When watching HBO’s adaptation of Stephen King’s bestselling novel The Outsider, the first thing that comes to mind is how unique the story is. It has the pacing and tempo of a police procedural, especially in the earlier episodes. But it also adds an unusual menace, which lurks just out of sight yet remains heavy in the atmosphere.

The result is a slow paced, icy thriller that manages to stand out in the sea of King adaptations.

That’s no small feat, considering both King’s extensive body of work and the number of times his stories have been adapted for both film and television. Not even counting TV shows or miniseries, there are more than 40 King film adaptations that have been released in theaters. In the last three years alone, we’ve gotten theatrical adaptations of It, The Dark Tower, Pet Sematary, and Doctor Sleep. And there are many more set to come out in the next few years.

Stephen King adaptations run the gamut from acclaimed cinematic masterpieces like Shawshank Redemption and Misery, to film and television adaptations that simply fail to do the story justice.

But in adapting The Outsider into a miniseries for HBO, it seems like the creators made a smart choice with both format and network.

Both seem to be perfectly suited to bringing such ambitious source material to the screen.

Attempting to break a complex and nuanced novel down into a single two or even three hour movie is an incredibly difficult task at best, so a television series makes sense as the ideal vehicle for one of King’s longer stories. And since The Outsider is a unique type of police procedural, it’s no surprise that HBO was a good fit for the series. That network has been home to The Sopranos and The Wire, both of which completely changed television as we know it.

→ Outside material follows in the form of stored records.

PR #9345, opened 2025-04-21
Fix 500 status code returned when an API method is not allowed

Marishka17:
### Motivation and context

By default, DRF returns a 405 status code when an unexpected API method is used for an existing URL. However, the code that handles this is not called since permissions are checked before that, and our code did not assume that unsupported actions could be used.

### How has this been tested?

Manually
### Checklist

### License

### DIFF
--- a/cvat/apps/iam/permissions.py
+++ b/cvat/apps/iam/permissions.py
@@ -9,7 +9,6 @@ import importlib
 import operator
 from abc import ABCMeta, abstractmethod
 from collections.abc import Sequence
-from contextlib import suppress
 from enum import Enum
 from pathlib import Path
 from typing import TYPE_CHECKING, Any, Optional, TypeVar
--- a/cvat/apps/iam/permissions.py
+++ b/cvat/apps/iam/permissions.py
@@ -113,14 +113,19 @@ class OpenPolicyAgentPermission(metaclass=ABCMeta):
 
     @classmethod
     def get_scopes(cls, request: ExtendedRequest, view: ViewSet, obj: Any):
-        with suppress(KeyError):
+        # rest_framework.viewsets.ViewSetMixin.initialize_request implementation
+        if view.action is None:
+            return view.http_method_not_allowed(request)
+
+        try:
             scopes = cls._get_scopes(request, view, obj)
-
             # prevent code bugs when _get_scope defines scopes "softly"
-            if all(scopes):
-                return scopes
-
-        return view.http_method_not_allowed(request)
+            assert all(scopes)
+            return scopes
+        except KeyError:
+            assert (
+                False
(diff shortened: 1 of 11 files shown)


cvat/apps/iam/permissions.py
```diff
@@ -100,6 +106,22 @@ class OpenPolicyAgentPermission(metaclass=ABCMeta):
...
     obj: Optional[Any]
 
+    @classmethod
+    @abstractmethod
+    def _get_scopes(cls, request: ExtendedRequest, view: ViewSet, obj: Any) -> list:
+        """Method to override to define scopes based on the request"""
+
+    @classmethod
+    def get_scopes(cls, request: ExtendedRequest, view: ViewSet, obj: Any):
+        with suppress(KeyError):
```
SpecLad, line 116: The problem with this approach is that it will also suppress the exception when a view _does_ support the method, but the corresponding permission class doesn't define a scope for it. In this case, the code is broken, so we _should_ propagate the exception (and consequently return a 500 error).

Do you think you could implement this behavior?

cvat/apps/iam/permissions.py
```diff
@@ -100,6 +106,22 @@ class OpenPolicyAgentPermission(metaclass=ABCMeta):
...
+            scopes = cls._get_scopes(request, view, obj)
+
+            # prevent code bugs when _get_scope defines scopes "softly"
```
SpecLad, line 119: What do you mean by "softly"?

cvat/apps/iam/permissions.py
Marishka17: I think so

cvat/apps/iam/permissions.py
Marishka17: image

SpecLad: Ah, okay. In that case, `assert all(scopes)` seems more appropriate, since returning a `None` scope is a bug.

cvat/apps/iam/permissions.py
```diff
@@ -100,6 +105,27 @@ class OpenPolicyAgentPermission(metaclass=ABCMeta):
...
+    @classmethod
+    @abstractmethod
+    def _get_scopes(cls, request: ExtendedRequest, view: ViewSet, obj: Any) -> list:
+        """Method to override to define scopes based on the request"""
+
+    @classmethod
+    def get_scopes(cls, request: ExtendedRequest, view: ViewSet, obj: Any):
+        # rest_framework.viewsets.ViewSetMixin.initialize_request implementation
+        if view.action is None:
+            return view.http_method_not_allowed(request)
```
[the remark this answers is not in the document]
Marishka17: :scream:

SpecLad (approved):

In fact, best-selling author Dennis Lehane, who worked on The Wire, was part of the team who created The Outsider. Lehane also recently worked on another King television adaptation, Mr. Mercedes, which featured the character of Holly Gibney, who also appears in this miniseries in a different interpretation.

In many ways, The Outsider is like a sleeker version of The X Files.

However, in this case, the people investigating have a hard time believing in things they cannot quantify. Detective Ralph Anderson (Ben Mendelsohn) and his associates have spent their professional lives dealing in facts and objective reality. Thus, when they find what seems to be a slam dunk case against a suspect, they have no reason to believe anything is amiss.

Holly Gibney (Cynthia Erivo), who joins their investigation, is the one who begins to show Anderson and the others that there is more out there than what can be proven with facts. In this way, the title “The Outsider” applies just as much to Holly as it does the entity they’re after. When added to the chameleon-like nature of “The Outsider” entity, this idea helps form the underlying theme of the miniseries: In one way or another, anyone can be an outsider.

The 10-episode limited series based on King’s 2018 novel of the same name premiered on HBO on January 12, 2020. In addition to Mendelsohn and Erivo, the cast includes Jeremy Bobb, Julianne Nicholson, Mare Winningham, Paddy Considine, Yul Vazquez, Marc Menchaca, and Executive Producer Jason Bateman.

All 10 episodes are now available to stream via HBO Now or HBO Go, and the entire series will be released on Blu-ray and DVD in the US on June 9 2020, with over 40 minutes of behind-the-scenes content included.